How to complete this task –
Write the listing below out again exactly, though only as far as the line with "Should be Meltan", which is included.

Records supplied –
PR #423, opened 2025-05-18
Add modern cries (Gen 1 - 8)

Aeliko:
Maybe they need to be a little bit quieter? Other than that should be fine?


Aeliko:
Should be Meltan (808.ogg in the source repo, 858.wav in hg-engine) and Toedscruel (949.ogg in the source repo, 999.wav), and the misc forms (just haven't got the time to convert those yet). Don't know why these 2 files in particular have issues.

PR #427, opened 2025-05-19
get rid of remainder of _hook constructs

ZeroARND:


BluRosie:
> 

heads up--this commit is a little unstable and was removed from main for that reason.  `Bag_HasItem` isn't compatible with the new hook format and causes crashes.  will be fixed really soon though!

PR #428, opened 2025-05-21
Add Oricorio form changes

BusyBidoof:
I was experimenting a bit with form changes, and implemented this as an example. 
It isn't much, but I hope each bit helps in a project like this.


BluRosie (approved):
looks good!  embarrassing on my part for the mint function 😂

Issue #418, opened 2025-05-10
Issue with Stat Change preventing Abilities


SteeledKnight:
I've only been able to test with Keen Eye so far, but I suspect more are affected. When Keen Eye activates, nothing happens, like your turn is skipped. Since the stat isn't lowered, it looks like the check for Keen Eye in other_battle_calculators.c is catching it, but 'subscript_0396_ACCURACY_NOT_LOWERED.s' seemingly isn't called or not call correctly, since nothing in that script happens. I've tested this with my current version of my romhack, then also tested it with a cleanly pulled version of hg-engine with a vanilla rom, built with no changes made to config.s, config.h, or anywhere else. The behavior is the same.

SteeledKnight:
After further testing, ALL abilities preventing stat drops were affected. It looks like the function for checking if stats were as low as possible was piggybacked off of for the ability blocking checks. I cleaned up the code so behavior between the two functions was more consistent. I believe that order of logic was overwriting the appropriate subscript's place in the battle sequence.

PR #431, opened 2025-05-27
Fix abilities that prevent stats from being lowered

SteeledKnight:
Addresses #418

Updated the handling of loading the proper subscript for providing messaging about the ability preventing stat changes.


BluRosie (commented):
so it just unnecessarily loaded the subscript itself?  or what's the deal?  looks good though 😁

SteeledKnight:
More like it was queued up in one place then overwritten/removed from the sequence before executing in another, from what I could tell. I think there was just an oversight in the order of operations between calling a function and returning from it. I just partially rewrote the functions to simplify that hand-off. Sorry if my explanation is lacking. I'm still trying to wrap my head around this codebase 😅
However, it does look like I need to rebase before this gets merged, or it's going to overwrite that recent change to definitions in battle.h. I should be able to address that tomorrow

BluRosie (approved):

PR #436, opened 2025-06-04
Electromorphosis, Wind Power & Wind Rider

Briocheee:
Missing Tailwind interaction
More tests to Wind Power and Electromorphosis (was giving 2x damage against one pokemon, but there's room for more tests)


data/text/197.txt
BluRosie, line 1: need an opposing string as well

BluRosie (approved):

PR #443, opened 2025-06-12
Item index reordering

LucaPrevi0o:
# Implement global dynamic offsets
Allow subsets of items (Balls, Berries, Plates...) to be re-ordered as *consecutive item indices*, with the help of dynamic offsets that automatically update the index of the other items when new/custom items are added.

This helps organize item indices and improves item expansion, as the index offset calculation is no longer bound to the current number of items, but rather to the number of different items in a specific subset.

> **DISCLAIMER**
> Actual values for item indices have not been changed. Only reference to global offset has been re-calculated based on relative start index.

## Changes
* Separate header files have been inserted in the [`include/constants`](https://github.com/BluRosie/hg-engine/tree/main/include/constants) folder, under the new subfolder `items`
* Relative offset for newer items (pointing to `ITEM_PIXIE_PLATE`) have been updated to new `ITEM_START` global offset for each category
* Included `#define` macros for `IS_ITEM` and `NUM_ITEMS` in every category

## Future developments
* Update compilation phase to include new offset system
* Include missing item subsets
* Possibly rework Pokemon/Pokedex variant form system in the same way


Aeliko:
We actually plan to add all new items and order them according to how it is in the latest mainline games. Custom items would go after the vanilla items. How would this affect your PR, if any?

LucaPrevi0o:
just to clarify - are newer items (like newer berries/balls etc) put after everything *even* in mainline games? aren't they reworked every time? like, is pixie plate item 584 even if other plates are 280-ish?

because my point is, let's aggregate similar items together (like plates and others), supposing this is what happens in mainline games (if not, I would be very surprised, ngl), and then custom items can come after vanilla ones like before - with the exception that new balls/berries/etc that work similarly to vanilla items can automatically be put in the same subset of items

BluRosie:
what are we thinking?

BluRosie:
superseded by #469

PR #444, opened 2025-06-12
fixed ITEM_EXPANSION_START as offset for newer items

LucaPrevi0o:
all items in `items.h` still used `ITEM_PIXIE_PLATE` as offset for constant definition

in this way, `ITEM_EXPANSION_START` is correctly implemented


include/constants/item.h
```diff
@@ -306,7 +306,7 @@
 #define ITEM_BIG_ROOT        296
 #define ITEM_CHOICE_SPECS    297
 
-#define IS_ITEM_ARCEUS_PLATE(item) ((item >= ITEM_FLAME_PLATE && item <= ITEM_IRON_PLATE) || (item == ITEM_PIXIE_PLATE))
+#define IS_ITEM_ARCEUS_PLATE(item) ((item >= ITEM_FLAME_PLATE && item <= ITEM_IRON_PLATE) || (item == ITEM_EXPANSION_START))
```
BluRosie, line 309: i assume this was accidentally caught in a search and replace?

BluRosie (changes requested):
would you also want to move `ITEM_EXPANSION_START` to be the start of the mega stones?

include/constants/item.h
LucaPrevi0o: it's actually the same tbh, maybe it's a little more clear if you leave ITEM_PIXIE_PLATE because you reference directly every plate, so if there's need to put anything before the pixie plate it will be unaffected... up to you if you want to change

BluRosie:
superseded by #469

PR #445, opened 2025-06-12
add trainer validation script

zebben:
Let me know if you think there'd be a better way to integrate/achieve this. Pretty simple just adding validation to the regular `make` process to help with improper trainer setup.

Some examples of the output below. Could look at capitalizing errors or something if we want to improve visibility

nummons not matching actual party size

```
error: Josh (id: 647, nummons: 3) has 2 pokémon defined
make: *** [Makefile:266: all] Error 1
```

fields out of order

```
error: Josh (id: 647 mon 0: field order is incorrect.
  found order: ['ivs', 'abilityslot', 'pokemon', 'level', 'ballseal']
  expected order (if present): ['ivs', 'abilityslot', 'level', 'pokemon', 'item', 'move1', 'move2', 'move3', 'move4', 'ability', 'setivs', 'setevs', 'nature', 'shinylock', 'additionalflags', 'ballseal']
make: *** [Makefile:266: all] Error 1
```

missing `trainermontype` flag

```
error: Misty (id: 721, flags: TRAINER_DATA_TYPE_MOVES) does not have the TRAINER_DATA_TYPE_ITEMS flag but some party pokémon have an item defined
make: *** [Makefile:266: all] Error 1
```

missing mon values based on set flags
```
error: Misty (id: 721, flags: TRAINER_DATA_TYPE_ITEMS | TRAINER_DATA_TYPE_MOVES) has TRAINER_DATA_TYPE_ITEMS flag but not all party pokémon have an item defined
make: *** [Makefile:266: all] Error 1
```

### DIFF
--- a/Makefile
+++ b/Makefile
@@ -263,6 +263,7 @@ all: $(TOOLS) $(OUTPUT) $(OVERLAY_OUTPUTS)
 	@echo "$(ROMNAME) Decompression successful!!"
 	$(NARCHIVE) extract $(FILESYS)/a/0/2/8 -o $(BUILD)/a028/ -nf
 	$(PYTHON) scripts/make.py
+	$(PYTHON) scripts/validate_trainers_s.py $(TRAINERDATA_DEPENDENCIES)
 	$(MAKE) move_narc
 	$(ARMIPS) armips/global.s
 	$(NARCHIVE) create $(FILESYS)/a/0/2/8 $(BUILD)/a028/ -nf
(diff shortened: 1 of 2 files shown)


BluRosie:
things look good.  how does it handle `additionalflags` and such?

Makefile
BluRosie, line 1: might just need to do it when the trainers are being built, i.e. right around here https://github.com/BluRosie/hg-engine/blob/main/narcs.mk#L233

BluRosie (approved):
looks good to me.  will merge and do some testing

Makefile
zebben: ah yeah that'd make sense. let me know if you want me to PR that or any other changes needed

Expected answer –
PR #423, opened 2025-05-18
Add modern cries (Gen 1 - 8)

Aeliko:
Maybe they need to be a little bit quieter? Other than that should be fine?


Aeliko:
Should be Meltan (808.ogg in the source repo, 858.wav in hg-engine) and Toedscruel (949.ogg in the source repo, 999.wav), and the misc forms (just haven't got the time to convert those yet). Don't know why these 2 files in particular have issues.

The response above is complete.